There is another important distinction that I got to thinking about, and that is the difference between viewing our children as our "greatest accomplishments" vs viewing our role as parents as such. Part of what's associated with the traditional view of women is that we're meant to live and die for our children, to be wholly devoted to them, and find our meaning and value in our children and how they turn out. THAT I still reject. My children are their own people, and I will not saddle them with the huge responsibility of needing to fulfill me. They are their own people, and free to be and do what they feel called to be and do.

They are separate, in my mind at least, from my role as a parent. My role as a parent is about me and my actions, which is of course intertwined with but still separate from my children as people. Maybe that doesn't make sense. But for example, I do list giving birth, twice, as two of my proudest moments. And my journey as a mother has been the most eye-opening and enlightening journey of my life. I could go on an on about this, but basically I have done so much inner work and grown as a person as a direct result of the challenges and joys I have experienced as a parent. I don't have a career like Beyonce's to juxtapose that to, but I cannot imagine how everything that comes with being a parent wouldn't heavily influence my career if I did. It influences everything.

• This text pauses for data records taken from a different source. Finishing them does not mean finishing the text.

PR #1126, opened 2024-03-07
fix: define color-scheme to improve request client selector readability

Amorim33:
fix  #1125 

## **Problem**

Currently, using the default theme and light mode, the request client selector options are not really readable, since the text color is dark.

image

## **Explanation**
This happens because the request example card always uses the `dark mode`. However, when the light mode is active, its default theme colors override the theme colors from dark mode.

## **Solution**
With this PR, when light mode is active, the `dark color scheme`  is considered for every component that references the dark-mode CSS class.

image

> 🚨 I am not totally sure if this is the best approach. However, I believe that it solves the problem without regressions

### DIFF
--- a/.changeset/unlucky-moles-develop.md
+++ b/.changeset/unlucky-moles-develop.md
@@ -1,0 +1,5 @@
+---
+"@scalar/themes": patch
+---
+
+fix: define color-scheme to improve request client selector readability
--- a/packages/themes/src/base.css
+++ b/packages/themes/src/base.css
@@ -76,6 +76,10 @@
   --default-theme-shadow-2: rgba(0, 0, 0, 0.08) 0px 13px 20px 0px,
     rgba(0, 0, 0, 0.08) 0px 3px 8px 0px, #eeeeed 0px 0 0 1px;
 }
+/* On some browsers, the light color scheme takes precedence when the light mode is active */
+.light-mode .dark-mode {
+  color-scheme: dark !important;
+}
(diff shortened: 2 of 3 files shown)


cameronrohani (changes requested):
Amazing thanks for doing this (this bug isn't on MacOS so wasn't sure if this would work) - I believe we can't do it in a theme file perhaps best to sick it in `base.css` with a comment as to why we do this.

Amorim33:
> Amazing thanks for doing this (this bug isn't on MacOS so wasn't sure if this would work) - I believe we can't do it in a theme file perhaps best to sick it in `base.css` with a comment as to why we do this.

Thanks for the feedback @cameronrohani !

I totally see your point, I initially tried to add it to the `base.css`, but it didn't work :/

A workaround could be adding a `!important` flag.

```css
/* base.css */

/* Light color scheme takes precedence when the light mode is active. */
.light-mode .dark-mode {
  color-scheme: dark !important;
}
```

From my understanding, I guess what happens is that when the light mode class is added to the `<body />` its color scheme takes precedence on the dark mode definition added to the selector component.

I ended up inserting this code in the default CSS, as I hadn't realized that the bug also occurs for other themes, sorry.
I don't know exactly why the theme's CSS precedes the base one.

marclave (changes requested):
awesome work @Amorim33 !! 

want to add a changeset then we can get this merged? :)

marclave (approved):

My feminism is largely about choice and freedom-- freedom from being pigeon-holed by gender stereotypes; freedom from discrimination; freedom from the cultural pressures associated with our genders. Freedom for women (and all genders) to have children, as well as freedom from the expectation that all women should/want to have children (because along with everything I've said here, I also strongly believe in the right not to have kids; there are many other roles and responsibilities that are essential to a functioning society that I may value but don't have any desire or ability to fulfill myself). Freedom to value your family and children above your career, and freedom to choose career over family. And yes, the context in which we make our choices matters-- we don't live our lives in a vacuum, there is context to everything. It's important to acknowledge that not everyone has the same freedom in their choices. It's important to seek out the barriers that stand in the way for some and knock them down. It's important to talk about systemic issues. And also, for the individual that freedom of choice is crucial. It's why I don't think there is a paradox in my being a stay-at-home homeschooling mother and a feminist, or in any mother (or father) valuing their accomplishments as a parent more highly than those of their career.